AWS Certified Machine Learning Engineer – Associate (MLA-C01) — Question 30
A financial company receives a high volume of real-time market data streams from an external provider. The streams consist of thousands of JSON records every second.
The company needs to implement a scalable solution on AWS to identify anomalous data points.
Which solution will meet these requirements with the LEAST operational overhead?
Answer options
- A. Ingest real-time data into Amazon Kinesis data streams. Use the built-in RANDOM_CUT_FOREST function in Amazon Managed Service for Apache Flink to process the data streams and to detect data anomalies.
- B. Ingest real-time data into Amazon Kinesis data streams. Deploy an Amazon SageMaker endpoint for real-time outlier detection. Create an AWS Lambda function to detect anomalies. Use the data streams to invoke the Lambda function.
- C. Ingest real-time data into Apache Kafka on Amazon EC2 instances. Deploy an Amazon SageMaker endpoint for real-time outlier detection. Create an AWS Lambda function to detect anomalies. Use the data streams to invoke the Lambda function.

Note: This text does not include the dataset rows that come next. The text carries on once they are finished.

PR #1798, opened 2021-06-16
Implement support for deny ACLs

### LINKED ISSUE #1792: Support full denial as permission
Following discussions with @ishank011, we're going to add support for full denials without changing the CS3 APIs, that is within the semantic already available in:

https://cs3org.github.io/cs3apis/#cs3.storage.provider.v1beta1.ResourcePermissions

The idea is to consider the empty permission set (value = `0`) as a valid `None` permission, and make it work its way through the drivers and in the eosbinary client. Work in progress by @gmgigi96 and myself in https://github.com/glpatcern/reva/tree/denyacl

Closes https://github.com/cs3org/cs3apis/issues/129

glpatcern:
This is still work in progress, but we thought to expose it earlier to gather feedback. Fixes #1792.

~~The important aspect especially for ownCloud is that now an empty permission set (equivalent to `''` in WebDAV terms, and `0` for the integer representation) is considered valid. So the introduced change does not break the existing APIs but does represent a breaking change from a semantic point of view.~~

EDIT: to avoid breaking any existing assumption, the denial permission gets for now a different bit, `PermissionNone`. `PermissionInvalid` is still defined as `0`.


pkg/eosclient/eosbinary/eosbinary.go
```diff
@@ -258,6 +258,31 @@ func (c *Client) executeEOS(ctx context.Context, cmd *exec.Cmd) (string, string,
 	return outBuf.String(), errBuf.String(), err
 }
 
+func (c *Client) SetACLs(ctx context.Context, uid, gid, path string, acls []*acl.Entry) error {
```
labkode, line 261: make private and check for denial in AddACL

pkg/eosclient/eosclient.go
```diff
@@ -27,6 +27,7 @@ import (
 
 // EOSClient is the interface which enables access to EOS instances through various interfaces.
 type EOSClient interface {
+	SetACLs(ctx context.Context, uid, gid, path string, acls []*acl.Entry) error
```
labkode, line 30: make it private, no need to be in interface

pkg/eosclient/eosgrpc/eosgrpc.go
```diff
@@ -224,6 +224,10 @@ func (c *Client) initMDRequest(uid, gid string) (*erpc.MDRequest, error) {
 	return mdrq, nil
 }
 
+func (c *Client) SetACLs(ctx context.Context, uid, gid, path string, acls []*acl.Entry) error {
```
labkode, line 227: same here, private

internal/http/services/owncloud/ocs/conversions/permissions.go
```diff
@@ -40,19 +40,21 @@ const (
 	PermissionShare
 	// PermissionAll grants all permissions on a resource
 	PermissionAll Permissions = (1 << (iota - 1)) - 1
+	// PermissionNone grants no permissions on a resource
+	PermissionNone = PermissionAll + 1
```
labkode, line 44: `PermissionNone = 1 << PermisionAll`
provides a safer namespace

pkg/storage/utils/eosfs/eosfs.go
```diff
@@ -427,29 +452,63 @@ func (fs *eosfs) AddGrant(ctx context.Context, ref *provider.Reference, g *provi
 
 	fn := fs.wrap(ctx, p)
```
labkode, line 454: Add here an if condition that behaves like this:

IF Grant is Deny:
    then do the logic below with `setAcls`
 ELSE 
     do the logic as before with `AddACL`

internal/http/services/owncloud/ocs/conversions/permissions.go
gmgigi96: Thanks for the review @labkode.
I think using my implementation is sufficient to ensure that all the bits of the previous permissions are zero, the only 1 bit is the one used only in PermissionNode.
It should work also for 1 << PermissionAll, but now PermissionAll = 31, so is a shift of 31 bits!! If you only add 2 more permissions you will overflow...

glpatcern: I think the idea is to leave some "space" for potential future regular permissions, which would still be included in `PermissionAll` "before" `PermissioNone`. But yes, shifting it by 31 bits is way too much. Yet, we'd need to define `PermissionNone` _independently_ from `PermissionAll`, otherwise it would get redefined if another permission is added.

Is it an option to break now (but then be safe for the future) all permissions by having `PermissionNone = 1` and the others following? As well as defining `PermissionAll = (1 << (iota - 1)) - 2` i.e. all bits set except the None?

If that's not possible, we're left with e.g.:
`PermissionNone = 1 << 10     # hardcoded, 5 bits away from the currently used bits`
and the checks for valid values cannot use a `PermissionRead, PermissionNone` range as many values are undefined in between.

glpatcern: Better yet:
```
PermissionShare
PermissionNone
PermissionMax Permissions = (1 << (iota - 1)) - 1
PermissionAll = PermissionMax - PermissionNone
```
Current values are all preserved, and validity checks can be based on the range `PermissionRead, PermissionMax`. `PermissionMax` is not to be used outside range checks.

pkg/storage/utils/eosfs/eosfs.go
labkode: @gmgigi96 can you add this logic?

labkode:
@gmgigi96 take a look at my comment about `setAcls`

pkg/storage/utils/eosfs/eosfs.go
gmgigi96: do we need it? for now is only for testing, when the --priority functionality will be implemented in EOS, we will use directly and only AddACL

labkode: Yes we need it like that we can merge this PR and not have a big one.
I've started already to add, will push by end of day. 
I take care of this one

glpatcern: And what about `GetOwners()`? Do we merge it as is for now?

gmgigi96: @labkode ok, didn't know i wanted to merge right now :)

cmd/reva/common.go
```diff
@@ -30,8 +30,11 @@ import (
 )
 
 const (
-	viewerPermission string = "viewer"
-	editorPermission string = "editor"
+	viewerPermission  string = "viewer"
```
glpatcern, line 33: Let's review this @labkode and in case we postpone to another PR. But the `coowner` role is good to have now.

labkode:
@glpatcern @gmgigi96 I'm looking for a better alternative for `GetOwners`.
This new method sets a new dependency with the gateway service that was not there before.
With this change the storage providers needs to know where the gateway service is to query group information.
This means to also add this configuration change to our deployment.

While I'm looking how to add this logic into gateway layer reusing the permission set from the FileInfo and pass it down from the gateway to the storage provider you can create a PR towards https://github.com/cernbox/reva@qa so we can deploy the change in our QA infra.

labkode:
Superseded by #1856

PR #1803, opened 2021-06-18
[spaces 2/2] /dav/spaces endpoint

butonic:
I split https://github.com/cs3org/reva/pull/1776 into two PRs:
1. the initial list spaces implementation
2. the new /dav/spaces endpoint to access storage with relative references

This is the second PR about spaces. It
- adds a new ocdav handler for `/dav/spaces`
- refactors the ocdav handlers to make them reusable for `/dav/spaces` and `/(web)dav` requests
- adds logic to the gateway to forward relative `References` to the storage providers
- adds logic to the storageprovider to only prefix mountpoints for absolute `References`
- changes the `CreateDir` signature in the `storage.FS` interface to allow creating folders with relative `References`
- adds a new datatx spaces implementation
- update storage drivers to distinguish relative vs absolute `References` and at least handle absolute references for path and id only based access

## TODO
- [ ] move spaces migration code in decomposedfs tree to lis spaces PR
- [ ] revert storageprovider wrap returning ctx, no longer needed


ishank011:
@butonic can you also add sample expected requests and responses in the description once this PR is finished?

pkg/rhttp/datatx/utils/download/download.go
```diff
@@ -55,10 +54,10 @@ func GetOrHeadFile(w http.ResponseWriter, r *http.Request, fs storage.FS, spaceI
 		ref = &provider.Reference{Path: path.Join("/", fn)}
 	} else {
 		// build a storage space reference
-		parts := strings.SplitN(spaceID, "!", 2)
-		if len(parts) == 2 {
+		storageid, opaqeid, err := utils.SplitStorageSpaceID(spaceID)
+		if err != nil {
```
C0rby, line 58: I think this should be reversed: `if err == nil {`, right?

butonic:
@ishank011 I rebased, please review

ishank011:
@butonic I'm not sure about having the new protocol in `datatx` since it's not exactly a protocol. I think we can add the relavant checks in tus/simple and frame the requests accordingly. Also, won't spaces support TUS?

butonic:
I need to look into the spaces and TUS protocol. That should work.

butonic:
tus works as expected against the /dav/spaces endpoint. The upload URL is wrapped inside the datagateway token.

butonic:
- [ ] explain difference between `simple` and `spaces` protocol: should they be separate or can we combine them?

butonic:
@ish

> @butonic I'm not sure about having the new protocol in `datatx` since it's not exactly a protocol. I think we can add the relavant checks in tus/simple and frame the requests accordingly. Also, won't spaces support TUS?

How do we distinguish a `simple` request from a `spaces` request when the only difference is that for a `spaces` request the first path segment is the space id? The `simple` handler cannot just always take the first path segment as the space id. That is why we added a new datatx 'protocol': The path in the URL schema carries a different meaning.

C0rby (approved):

labkode:
@C0rby @butonic we need to address the LGTM errors, we are not sanitising the path, let's fix that.

C0rby:
@labkode, the lgtm-com comment says __This pull request fixes 30 alerts when merging__. Are there more alerts for this PR?
I find the lgtm UI a bit confusing so I might be missing some.

internal/grpc/services/storageprovider/storageprovider.go
```diff
@@ -491,14 +500,42 @@ func (s *service) DeleteStorageSpace(ctx context.Context, req *provider.DeleteSt
...
+		}
+		parentRef = &provider.Reference{Path: path.Dir(ref.GetPath())}
+		name = path.Base(ref.GetPath())
+	default:
+		return &provider.CreateContainerResponse{
+			Status: status.NewInvalidArg(ctx, "invalid reference, name required"),
+		}, nil
+	}
+	var st *rpc.Status
 	if err != nil {
```
ishank011, line 525: `err` will always be nil here. We already check the error returned by `unwrap` in the switch case and return, and it is assigned to a local var anyway; so we can remove this block

internal/grpc/services/storageprovider/storageprovider.go
```diff
@@ -573,9 +610,14 @@ func (s *service) Move(ctx context.Context, req *provider.MoveRequest) (*provide
 	}
 	targetRef, err := s.unwrap(ctx, req.Destination)
 	if err != nil {
-		return &provider.MoveResponse{
-			Status: status.NewInternal(ctx, err, "error unwrapping destination path"),
-		}, nil
+		switch err.(type) {
+		case errtypes.IsNotFound:
```
ishank011, line 614: `unwrap` always returns `errtypes.BadRequest` so this will never be true

pkg/auth/scope/publicshare.go
```diff
@@ -71,7 +71,8 @@ func publicshareScope(scope *authpb.Scope, resource interface{}) (bool, error) {
 }
 
 func checkStorageRef(s *link.PublicShare, r *provider.Reference) bool {
-	// r: <id:<storage_id:$storageID node_id:$nodeID path:$path > >
+	// TODO @ishank011 con you explain how this is used?
```
ishank011, line 74: For every incoming request of the above types, we extract the `Reference` object and go through all the objects that are in the current scope to see if access can be allowed to that particular reference. For example, we create a token with access to a particular public share and we store the resource ID that share points to.

pkg/auth/scope/resourceinfo.go
```diff
@@ -68,10 +68,18 @@ func resourceinfoScope(scope *authpb.Scope, resource interface{}) (bool, error)
...
+	// ref: <resource_id:<storage_id:$storageID opaque_id:$opaqueID path:$path> >
 	if ref.ResourceId != nil { // path can be empty or a relative path
-		// TODO what about the path?
-		return utils.ResourceIDEqual(inf.Id, ref.ResourceId)
+		if inf.Id.StorageId == ref.ResourceId.StorageId && inf.Id.OpaqueId == ref.ResourceId.OpaqueId {
+			if ref.Path == "" {
+				// id only reference
+				return true
+			}
+			// check path has same prefix below
```
ishank011, line 79: This looks good, should work!

ishank011 (commented):
Reviewed the storage provider changes. Will go through ocdav and decomposedfs as well

ishank011:
> How do we distinguish a simple request from a spaces request when the only difference is that for a spaces request the first path segment is the space id? The simple handler cannot just always take the first path segment as the space id. That is why we added a new datatx 'protocol': The path in the URL schema carries a different meaning.

I get the use case but I feel that it should be transparent to the clients. If a GRPC client wants to use relative paths, it should not know about the `spaces` concept, but just keep using it as it does for absolute paths.

Maybe we can add a check in the simple protocol. If the first routing in the URL path is of the type `storage-ID!opaque-ID`, then we frame the request reference accordingly?

internal/grpc/services/gateway/storageprovider.go
```diff
@@ -1308,14 +1325,18 @@ func (s *svc) statOnProvider(ctx context.Context, req *provider.StatRequest, res
...
 	}
 
-	resPath := path.Clean(req.Ref.GetPath())
-	newPath := req.Ref.GetPath()
-	if resPath != "" && !strings.HasPrefix(resPath, p.ProviderPath) {
-		newPath = p.ProviderPath
+	if utils.IsAbsoluteReference(req.Ref) {
+		resPath := path.Clean(req.Ref.GetPath())
+		newPath := req.Ref.GetPath()
+		if resPath != "." && !strings.HasPrefix(resPath, p.ProviderPath) {
```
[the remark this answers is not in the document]
C0rby: But at this point `resPath` can never be empty because of `path.Clean`. `path.Clean` will return `"."` if `req.Ref.GetPath()` is empty.

internal/grpc/services/gateway/storageprovider.go
```diff
@@ -307,6 +307,11 @@ func (s *svc) getHome(_ context.Context) string {
 
 func (s *svc) InitiateFileDownload(ctx context.Context, req *provider.InitiateFileDownloadRequest) (*gateway.InitiateFileDownloadResponse, error) {
 	log := appctx.GetLogger(ctx)
+
+	if utils.IsRelativeReference(req.Ref) {
```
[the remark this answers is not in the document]
butonic: > > How do we distinguish a simple request from a spaces request when the only difference is that for a spaces request the first path segment is the space id? The simple handler cannot just always take the first path segment as the space id. That is why we added a new datatx 'protocol': The path in the URL schema carries a different meaning.
> 
> I get the use case but I feel that it should be transparent to the clients. If a GRPC client wants to use relative paths, it should not know about the `spaces` concept, but just keep using it as it does for absolute paths.
> 
> Maybe we can add a check in the simple protocol. If the first routing in the URL path is of the type `storage-ID!opaque-ID`, then we frame the request reference accordingly?

Unfortunately, then any path that starts with that pattern will be interpreted as a relative spaces request. What about: `Hey! Cool Pics/2021-08-09/yay I can inject relative path references now.png` 

The only other way to reuse the `simple` datatx would be to use a dedicated path segment in the datatx urls:
- `/simple/absolute/path/to/file.ext`
- `/spaces/storage-ID!opaque-ID/relative/path/to/file.ext`

but it would break existing urls  ... well ... they are recerated whenever making an initiate download/upload call, so it should not be a problem. Would that be ok for you?

butonic:
> > How do we distinguish a simple request from a spaces request when the only difference is that for a spaces request the first path segment is the space id? The simple handler cannot just always take the first path segment as the space id. That is why we added a new datatx 'protocol': The path in the URL schema carries a different meaning.
> 
> I get the use case but I feel that it should be transparent to the clients. If a GRPC client wants to use relative paths, it should not know about the `spaces` concept, but just keep using it as it does for absolute paths.
> 
> Maybe we can add a check in the simple protocol. If the first routing in the URL path is of the type `storage-ID!opaque-ID`, then we frame the request reference accordingly?

Unfortunately, then any path that starts with that pattern will be interpreted as a relative spaces request. What about: `Hey! Cool Pics/2021-08-09/yay I can inject relative path references now.png` 

The only other way to reuse the `simple` datatx would be to use a dedicated path segment in the datatx urls:
- `/simple/absolute/path/to/file.ext`
- `/spaces/storage-ID!opaque-ID/relative/path/to/file.ext`

but it would break existing urls  ... well ... they are recerated whenever making an initiate download/upload call, so it should not be a problem. Would that be ok for you?

internal/grpc/services/gateway/storageprovider.go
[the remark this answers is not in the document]
butonic: Delete and Move both call getPath, which in turn calls stat. Together, they also do the necessary combined and absolute path handling.

pkg/storage/fs/owncloudsql/owncloudsql.go
```diff
@@ -706,7 +709,7 @@ func (fs *owncloudsqlfs) GetHome(ctx context.Context) (string, error) {
 	return "", nil
 }
 
-func (fs *owncloudsqlfs) CreateDir(ctx context.Context, sp string) (err error) {
+func (fs *owncloudsqlfs) CreateDir(ctx context.Context, ref *provider.Reference, sp string) (err error) {
```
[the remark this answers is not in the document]
butonic: Good catch! Actually I did not find a good reason why we changed the signature ... so I reverted that part ... and fixed resolving the reference here.

butonic:
@ishank011 @labkode rebased and adressed review. Good to merge?

internal/http/services/owncloud/ocdav/put.go
```diff
@@ -328,6 +333,26 @@ func (s *svc) handlePut(ctx context.Context, w http.ResponseWriter, r *http.Requ
 	w.WriteHeader(http.StatusNoContent)
 }
 
+func (s *svc) handleSpacesPut(w http.ResponseWriter, r *http.Request, spaceID string) {
+	ctx := r.Context()
```
ishank011, line 337: Start the trace span here as well

ishank011 (commented):
@butonic couple of minor comments, we can merge then.

ishank011 (approved):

- D. Send real-time data to an Amazon Simple Queue Service (Amazon SQS) FIFO queue. Create an AWS Lambda function to consume the queue messages. Program the Lambda function to start an AWS Glue extract, transform, and load (ETL) job for batch processing and anomaly detection.
Correct answer: A
Explanation
Option A is the best choice because it leverages Amazon Kinesis data streams and the RANDOM_CUT_FOREST function in Amazon Managed Service for Apache Flink, which is specifically designed for real-time anomaly detection with minimal operational management. Options B and C involve additional components like SageMaker and Lambda, increasing complexity, while option D relies on batch processing with AWS Glue, which is not suited for real-time requirements.